**EXERCISE DETAILS:** If a line in the entries below contains "features", copy it.
**********
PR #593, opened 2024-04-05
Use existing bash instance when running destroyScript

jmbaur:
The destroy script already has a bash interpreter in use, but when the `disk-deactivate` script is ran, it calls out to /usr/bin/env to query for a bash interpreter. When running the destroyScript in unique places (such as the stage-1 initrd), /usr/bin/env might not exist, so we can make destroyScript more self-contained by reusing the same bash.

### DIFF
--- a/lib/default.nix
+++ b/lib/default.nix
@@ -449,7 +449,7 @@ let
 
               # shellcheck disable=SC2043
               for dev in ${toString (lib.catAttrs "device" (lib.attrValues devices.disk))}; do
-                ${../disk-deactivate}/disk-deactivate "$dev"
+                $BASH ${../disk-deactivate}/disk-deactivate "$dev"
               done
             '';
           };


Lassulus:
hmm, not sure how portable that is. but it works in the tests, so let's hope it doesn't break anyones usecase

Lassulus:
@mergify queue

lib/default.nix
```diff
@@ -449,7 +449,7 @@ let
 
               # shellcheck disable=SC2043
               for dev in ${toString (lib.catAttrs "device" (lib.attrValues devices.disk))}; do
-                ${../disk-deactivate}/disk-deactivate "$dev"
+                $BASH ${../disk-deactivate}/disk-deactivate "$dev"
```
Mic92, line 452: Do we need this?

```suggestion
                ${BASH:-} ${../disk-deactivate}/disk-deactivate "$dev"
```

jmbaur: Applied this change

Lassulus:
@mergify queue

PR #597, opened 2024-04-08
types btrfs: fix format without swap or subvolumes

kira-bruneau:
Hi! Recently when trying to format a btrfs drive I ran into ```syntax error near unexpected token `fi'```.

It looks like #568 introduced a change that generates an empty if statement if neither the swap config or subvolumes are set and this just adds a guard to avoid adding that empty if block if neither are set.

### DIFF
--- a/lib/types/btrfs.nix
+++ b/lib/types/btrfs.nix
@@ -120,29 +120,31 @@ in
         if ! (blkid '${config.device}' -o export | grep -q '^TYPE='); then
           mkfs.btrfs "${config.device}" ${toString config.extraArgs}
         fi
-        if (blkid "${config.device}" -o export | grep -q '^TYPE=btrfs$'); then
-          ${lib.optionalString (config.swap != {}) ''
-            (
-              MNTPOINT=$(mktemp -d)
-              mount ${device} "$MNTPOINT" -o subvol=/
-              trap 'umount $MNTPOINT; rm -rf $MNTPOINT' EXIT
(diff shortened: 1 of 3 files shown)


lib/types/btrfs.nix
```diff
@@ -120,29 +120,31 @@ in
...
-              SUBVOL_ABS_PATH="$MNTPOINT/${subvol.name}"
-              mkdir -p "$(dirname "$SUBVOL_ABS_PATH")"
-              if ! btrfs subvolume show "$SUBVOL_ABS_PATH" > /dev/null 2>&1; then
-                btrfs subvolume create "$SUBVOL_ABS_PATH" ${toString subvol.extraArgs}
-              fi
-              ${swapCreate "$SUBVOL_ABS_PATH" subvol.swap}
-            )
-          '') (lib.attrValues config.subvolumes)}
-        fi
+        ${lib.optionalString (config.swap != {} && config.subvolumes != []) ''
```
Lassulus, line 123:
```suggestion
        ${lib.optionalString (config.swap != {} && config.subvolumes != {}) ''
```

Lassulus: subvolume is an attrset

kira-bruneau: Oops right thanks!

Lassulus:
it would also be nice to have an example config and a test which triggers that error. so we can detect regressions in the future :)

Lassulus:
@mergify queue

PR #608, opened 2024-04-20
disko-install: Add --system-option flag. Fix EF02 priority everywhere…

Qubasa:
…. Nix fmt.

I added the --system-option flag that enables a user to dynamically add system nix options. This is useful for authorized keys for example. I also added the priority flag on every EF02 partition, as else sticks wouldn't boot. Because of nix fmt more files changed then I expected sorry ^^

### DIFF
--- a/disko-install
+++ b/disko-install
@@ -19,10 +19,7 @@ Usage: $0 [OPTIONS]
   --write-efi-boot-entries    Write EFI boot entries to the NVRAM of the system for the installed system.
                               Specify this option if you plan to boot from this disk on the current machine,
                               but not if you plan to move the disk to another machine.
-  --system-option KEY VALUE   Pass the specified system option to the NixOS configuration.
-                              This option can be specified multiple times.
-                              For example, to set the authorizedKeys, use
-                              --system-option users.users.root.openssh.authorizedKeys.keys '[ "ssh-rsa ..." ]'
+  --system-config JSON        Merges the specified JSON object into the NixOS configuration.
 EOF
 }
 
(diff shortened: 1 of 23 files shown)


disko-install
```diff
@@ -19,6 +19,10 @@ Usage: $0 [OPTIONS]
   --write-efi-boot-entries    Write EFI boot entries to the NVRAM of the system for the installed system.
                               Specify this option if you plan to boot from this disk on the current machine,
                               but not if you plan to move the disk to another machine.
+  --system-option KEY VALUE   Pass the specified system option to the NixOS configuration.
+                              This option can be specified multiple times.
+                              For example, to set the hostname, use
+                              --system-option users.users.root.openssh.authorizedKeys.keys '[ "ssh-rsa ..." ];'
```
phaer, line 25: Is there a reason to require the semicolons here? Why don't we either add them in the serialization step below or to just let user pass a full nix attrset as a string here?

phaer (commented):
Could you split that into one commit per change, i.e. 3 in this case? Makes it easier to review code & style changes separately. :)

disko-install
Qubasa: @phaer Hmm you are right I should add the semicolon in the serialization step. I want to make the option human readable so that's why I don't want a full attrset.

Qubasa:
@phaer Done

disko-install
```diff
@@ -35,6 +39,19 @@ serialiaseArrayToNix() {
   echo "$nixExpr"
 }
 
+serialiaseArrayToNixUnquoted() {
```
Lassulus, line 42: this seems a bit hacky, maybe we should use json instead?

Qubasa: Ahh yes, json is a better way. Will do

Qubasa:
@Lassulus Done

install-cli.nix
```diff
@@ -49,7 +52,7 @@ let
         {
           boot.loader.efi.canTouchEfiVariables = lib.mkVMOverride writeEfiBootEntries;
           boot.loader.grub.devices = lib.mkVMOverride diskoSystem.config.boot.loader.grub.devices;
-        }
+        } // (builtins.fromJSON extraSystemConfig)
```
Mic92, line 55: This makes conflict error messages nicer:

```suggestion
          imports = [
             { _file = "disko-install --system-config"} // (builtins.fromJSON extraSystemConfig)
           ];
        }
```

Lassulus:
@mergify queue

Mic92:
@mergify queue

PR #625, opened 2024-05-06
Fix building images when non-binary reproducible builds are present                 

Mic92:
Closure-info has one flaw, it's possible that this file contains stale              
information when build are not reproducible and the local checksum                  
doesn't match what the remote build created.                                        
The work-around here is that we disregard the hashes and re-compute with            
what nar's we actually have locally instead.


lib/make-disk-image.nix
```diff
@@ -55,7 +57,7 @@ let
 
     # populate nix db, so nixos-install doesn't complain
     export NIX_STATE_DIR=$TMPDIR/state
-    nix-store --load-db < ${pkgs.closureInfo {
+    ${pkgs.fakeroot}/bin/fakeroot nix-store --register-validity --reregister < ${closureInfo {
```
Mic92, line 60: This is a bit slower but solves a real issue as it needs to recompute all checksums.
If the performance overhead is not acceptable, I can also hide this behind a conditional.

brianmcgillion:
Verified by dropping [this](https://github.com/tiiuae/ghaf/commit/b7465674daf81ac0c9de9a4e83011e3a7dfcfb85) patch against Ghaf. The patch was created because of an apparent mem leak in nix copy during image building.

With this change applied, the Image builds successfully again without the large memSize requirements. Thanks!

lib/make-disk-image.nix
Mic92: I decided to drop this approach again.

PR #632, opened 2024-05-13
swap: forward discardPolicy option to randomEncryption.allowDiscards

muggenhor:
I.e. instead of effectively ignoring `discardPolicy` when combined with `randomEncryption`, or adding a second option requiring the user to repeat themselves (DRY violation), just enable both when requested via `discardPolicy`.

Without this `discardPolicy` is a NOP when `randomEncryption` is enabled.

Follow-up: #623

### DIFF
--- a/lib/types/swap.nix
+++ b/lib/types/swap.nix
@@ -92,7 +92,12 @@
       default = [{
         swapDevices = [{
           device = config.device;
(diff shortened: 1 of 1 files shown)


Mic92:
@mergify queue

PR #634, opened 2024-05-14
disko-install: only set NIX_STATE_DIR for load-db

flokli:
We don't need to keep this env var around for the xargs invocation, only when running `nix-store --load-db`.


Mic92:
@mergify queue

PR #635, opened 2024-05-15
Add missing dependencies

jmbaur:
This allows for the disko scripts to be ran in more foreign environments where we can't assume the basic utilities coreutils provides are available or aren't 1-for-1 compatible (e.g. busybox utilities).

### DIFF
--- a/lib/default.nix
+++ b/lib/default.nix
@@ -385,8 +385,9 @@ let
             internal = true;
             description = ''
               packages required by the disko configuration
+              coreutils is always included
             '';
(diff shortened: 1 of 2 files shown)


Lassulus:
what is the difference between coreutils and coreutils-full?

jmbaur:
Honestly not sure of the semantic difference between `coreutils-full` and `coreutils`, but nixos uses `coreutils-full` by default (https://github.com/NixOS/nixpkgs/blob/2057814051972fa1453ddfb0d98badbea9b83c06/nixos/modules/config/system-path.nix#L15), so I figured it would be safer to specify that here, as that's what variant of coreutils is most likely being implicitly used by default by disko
**********
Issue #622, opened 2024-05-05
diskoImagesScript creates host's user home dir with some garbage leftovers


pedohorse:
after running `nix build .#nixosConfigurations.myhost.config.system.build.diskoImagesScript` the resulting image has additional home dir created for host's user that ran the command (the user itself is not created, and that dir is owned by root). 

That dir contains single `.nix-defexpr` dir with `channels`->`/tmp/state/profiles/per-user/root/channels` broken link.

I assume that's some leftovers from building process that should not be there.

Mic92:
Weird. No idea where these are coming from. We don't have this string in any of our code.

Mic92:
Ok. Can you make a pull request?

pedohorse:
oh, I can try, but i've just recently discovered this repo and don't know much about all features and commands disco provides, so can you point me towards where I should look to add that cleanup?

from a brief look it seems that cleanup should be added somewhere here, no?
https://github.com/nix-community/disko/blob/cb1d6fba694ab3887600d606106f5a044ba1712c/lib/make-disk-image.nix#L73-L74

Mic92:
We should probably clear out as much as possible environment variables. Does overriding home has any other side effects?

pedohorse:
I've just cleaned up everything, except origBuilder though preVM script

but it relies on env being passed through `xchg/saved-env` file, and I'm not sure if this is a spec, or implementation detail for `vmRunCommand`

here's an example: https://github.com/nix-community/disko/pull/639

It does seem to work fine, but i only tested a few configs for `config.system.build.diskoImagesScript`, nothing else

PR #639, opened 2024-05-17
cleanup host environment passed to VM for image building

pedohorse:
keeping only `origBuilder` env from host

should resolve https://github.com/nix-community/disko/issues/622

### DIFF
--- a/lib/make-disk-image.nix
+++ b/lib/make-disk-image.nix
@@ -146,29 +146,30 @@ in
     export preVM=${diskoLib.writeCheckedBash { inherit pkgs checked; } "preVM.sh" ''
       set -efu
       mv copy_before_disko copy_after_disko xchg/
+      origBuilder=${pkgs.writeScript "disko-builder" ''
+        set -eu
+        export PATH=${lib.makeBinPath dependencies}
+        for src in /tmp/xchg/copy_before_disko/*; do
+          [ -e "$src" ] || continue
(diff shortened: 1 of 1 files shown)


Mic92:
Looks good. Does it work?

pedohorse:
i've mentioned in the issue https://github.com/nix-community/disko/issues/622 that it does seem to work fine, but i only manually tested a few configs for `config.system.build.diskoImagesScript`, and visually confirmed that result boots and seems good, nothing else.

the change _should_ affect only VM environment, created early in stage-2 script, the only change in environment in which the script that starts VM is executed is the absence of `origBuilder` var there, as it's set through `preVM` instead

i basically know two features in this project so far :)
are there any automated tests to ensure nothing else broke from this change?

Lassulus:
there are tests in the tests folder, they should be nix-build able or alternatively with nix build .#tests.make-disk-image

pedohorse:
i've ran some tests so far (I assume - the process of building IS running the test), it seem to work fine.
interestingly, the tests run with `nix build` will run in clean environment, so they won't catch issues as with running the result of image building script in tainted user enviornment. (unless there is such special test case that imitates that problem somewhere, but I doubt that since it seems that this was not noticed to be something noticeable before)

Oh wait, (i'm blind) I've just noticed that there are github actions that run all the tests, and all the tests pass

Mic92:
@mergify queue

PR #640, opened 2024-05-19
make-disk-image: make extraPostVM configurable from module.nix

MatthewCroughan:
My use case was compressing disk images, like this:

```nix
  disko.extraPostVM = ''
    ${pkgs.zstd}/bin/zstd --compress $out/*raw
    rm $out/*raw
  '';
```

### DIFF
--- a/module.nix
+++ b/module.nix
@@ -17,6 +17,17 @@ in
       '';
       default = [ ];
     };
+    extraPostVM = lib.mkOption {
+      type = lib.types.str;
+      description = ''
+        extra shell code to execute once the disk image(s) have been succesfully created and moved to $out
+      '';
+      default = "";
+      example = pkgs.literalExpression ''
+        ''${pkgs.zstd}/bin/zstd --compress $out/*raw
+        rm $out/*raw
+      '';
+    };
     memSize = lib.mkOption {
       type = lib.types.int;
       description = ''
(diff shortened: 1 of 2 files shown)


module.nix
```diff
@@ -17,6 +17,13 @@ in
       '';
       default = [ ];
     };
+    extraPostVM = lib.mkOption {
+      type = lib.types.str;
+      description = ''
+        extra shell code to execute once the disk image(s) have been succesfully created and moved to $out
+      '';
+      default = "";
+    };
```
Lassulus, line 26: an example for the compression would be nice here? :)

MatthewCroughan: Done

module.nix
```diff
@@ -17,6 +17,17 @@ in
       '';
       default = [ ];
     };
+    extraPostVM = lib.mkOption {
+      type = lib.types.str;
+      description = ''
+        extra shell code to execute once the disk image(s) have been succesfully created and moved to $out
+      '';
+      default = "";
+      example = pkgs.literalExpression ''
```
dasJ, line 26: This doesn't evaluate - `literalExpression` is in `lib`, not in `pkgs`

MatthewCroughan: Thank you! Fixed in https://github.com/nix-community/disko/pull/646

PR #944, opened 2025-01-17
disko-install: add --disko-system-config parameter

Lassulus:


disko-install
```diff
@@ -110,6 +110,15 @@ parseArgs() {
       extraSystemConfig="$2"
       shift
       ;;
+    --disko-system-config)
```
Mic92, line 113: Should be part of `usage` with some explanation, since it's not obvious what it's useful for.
**********
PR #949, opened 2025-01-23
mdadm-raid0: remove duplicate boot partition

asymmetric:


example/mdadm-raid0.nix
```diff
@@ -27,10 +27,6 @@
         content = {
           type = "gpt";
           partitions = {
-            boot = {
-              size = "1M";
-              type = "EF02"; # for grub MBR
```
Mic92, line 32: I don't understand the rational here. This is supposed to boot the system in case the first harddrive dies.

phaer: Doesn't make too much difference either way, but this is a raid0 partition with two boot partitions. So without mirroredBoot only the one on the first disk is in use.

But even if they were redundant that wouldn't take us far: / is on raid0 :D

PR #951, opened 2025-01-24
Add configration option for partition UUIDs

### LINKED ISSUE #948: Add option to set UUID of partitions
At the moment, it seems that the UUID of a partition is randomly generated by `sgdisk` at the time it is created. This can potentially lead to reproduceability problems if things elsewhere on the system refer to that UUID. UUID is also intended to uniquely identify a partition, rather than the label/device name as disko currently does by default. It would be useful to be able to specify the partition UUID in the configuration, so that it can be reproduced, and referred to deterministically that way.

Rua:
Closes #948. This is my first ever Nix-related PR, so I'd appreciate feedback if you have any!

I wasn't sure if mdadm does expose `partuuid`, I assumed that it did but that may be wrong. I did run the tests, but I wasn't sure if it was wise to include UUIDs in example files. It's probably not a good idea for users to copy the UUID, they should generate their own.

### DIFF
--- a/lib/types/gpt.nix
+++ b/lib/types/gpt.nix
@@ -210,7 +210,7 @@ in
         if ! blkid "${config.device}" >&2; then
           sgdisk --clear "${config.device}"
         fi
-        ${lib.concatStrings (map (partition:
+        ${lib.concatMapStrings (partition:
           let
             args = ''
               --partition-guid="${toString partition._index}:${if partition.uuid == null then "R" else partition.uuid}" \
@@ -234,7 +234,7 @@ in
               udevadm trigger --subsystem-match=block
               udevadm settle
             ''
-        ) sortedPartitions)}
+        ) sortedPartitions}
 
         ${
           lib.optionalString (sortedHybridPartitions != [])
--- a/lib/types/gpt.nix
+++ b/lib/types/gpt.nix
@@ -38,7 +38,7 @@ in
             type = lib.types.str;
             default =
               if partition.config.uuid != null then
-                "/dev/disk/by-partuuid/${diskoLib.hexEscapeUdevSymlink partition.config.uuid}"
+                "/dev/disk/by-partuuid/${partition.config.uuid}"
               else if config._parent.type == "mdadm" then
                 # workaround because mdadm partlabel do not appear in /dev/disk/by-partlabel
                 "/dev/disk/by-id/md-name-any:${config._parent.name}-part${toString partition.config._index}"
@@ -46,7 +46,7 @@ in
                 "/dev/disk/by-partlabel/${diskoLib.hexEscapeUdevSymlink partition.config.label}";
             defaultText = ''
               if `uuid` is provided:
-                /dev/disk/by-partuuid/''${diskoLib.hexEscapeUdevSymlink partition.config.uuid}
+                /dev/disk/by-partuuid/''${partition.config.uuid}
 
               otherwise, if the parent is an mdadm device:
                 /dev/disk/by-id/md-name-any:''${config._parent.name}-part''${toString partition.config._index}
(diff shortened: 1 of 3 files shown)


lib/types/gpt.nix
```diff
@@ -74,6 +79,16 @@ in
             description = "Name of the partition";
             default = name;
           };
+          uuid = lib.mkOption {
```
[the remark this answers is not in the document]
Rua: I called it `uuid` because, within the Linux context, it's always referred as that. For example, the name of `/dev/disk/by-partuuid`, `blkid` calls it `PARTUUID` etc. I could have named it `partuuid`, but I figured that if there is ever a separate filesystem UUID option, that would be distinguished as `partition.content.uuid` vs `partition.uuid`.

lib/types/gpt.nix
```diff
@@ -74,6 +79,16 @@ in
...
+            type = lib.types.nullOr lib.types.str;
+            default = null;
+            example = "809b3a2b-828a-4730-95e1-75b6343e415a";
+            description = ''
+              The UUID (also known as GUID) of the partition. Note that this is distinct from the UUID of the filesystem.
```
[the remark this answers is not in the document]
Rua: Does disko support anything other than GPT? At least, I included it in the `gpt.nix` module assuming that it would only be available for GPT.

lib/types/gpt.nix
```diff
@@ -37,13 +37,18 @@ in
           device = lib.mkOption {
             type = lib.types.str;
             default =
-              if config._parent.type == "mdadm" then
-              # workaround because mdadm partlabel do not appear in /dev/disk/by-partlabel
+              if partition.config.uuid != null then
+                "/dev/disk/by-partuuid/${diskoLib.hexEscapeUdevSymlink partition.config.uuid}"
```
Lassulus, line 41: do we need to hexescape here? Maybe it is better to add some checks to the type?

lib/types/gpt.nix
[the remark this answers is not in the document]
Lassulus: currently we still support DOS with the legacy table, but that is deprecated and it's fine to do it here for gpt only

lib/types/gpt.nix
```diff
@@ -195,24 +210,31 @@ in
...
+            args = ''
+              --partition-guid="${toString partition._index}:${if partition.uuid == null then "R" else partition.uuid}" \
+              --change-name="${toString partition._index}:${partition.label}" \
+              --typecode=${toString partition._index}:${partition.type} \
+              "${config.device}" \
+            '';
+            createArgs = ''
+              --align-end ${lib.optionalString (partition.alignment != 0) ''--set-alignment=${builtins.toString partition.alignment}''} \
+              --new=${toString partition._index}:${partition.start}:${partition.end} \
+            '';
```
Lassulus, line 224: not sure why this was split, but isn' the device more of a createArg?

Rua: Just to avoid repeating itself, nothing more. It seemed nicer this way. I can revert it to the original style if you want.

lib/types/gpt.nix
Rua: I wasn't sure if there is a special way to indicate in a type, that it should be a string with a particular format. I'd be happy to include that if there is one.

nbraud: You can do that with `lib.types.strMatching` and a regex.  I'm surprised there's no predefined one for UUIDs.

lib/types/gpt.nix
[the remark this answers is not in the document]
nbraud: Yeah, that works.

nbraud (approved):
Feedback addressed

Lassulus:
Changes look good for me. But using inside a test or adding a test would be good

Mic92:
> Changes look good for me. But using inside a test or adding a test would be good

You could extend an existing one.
**********
**RESPONSE FOR THIS EXERCISE:**
oh, I can try, but i've just recently discovered this repo and don't know much about all features and commands disco provides, so can you point me towards where I should look to add that cleanup?
i basically know two features in this project so far :)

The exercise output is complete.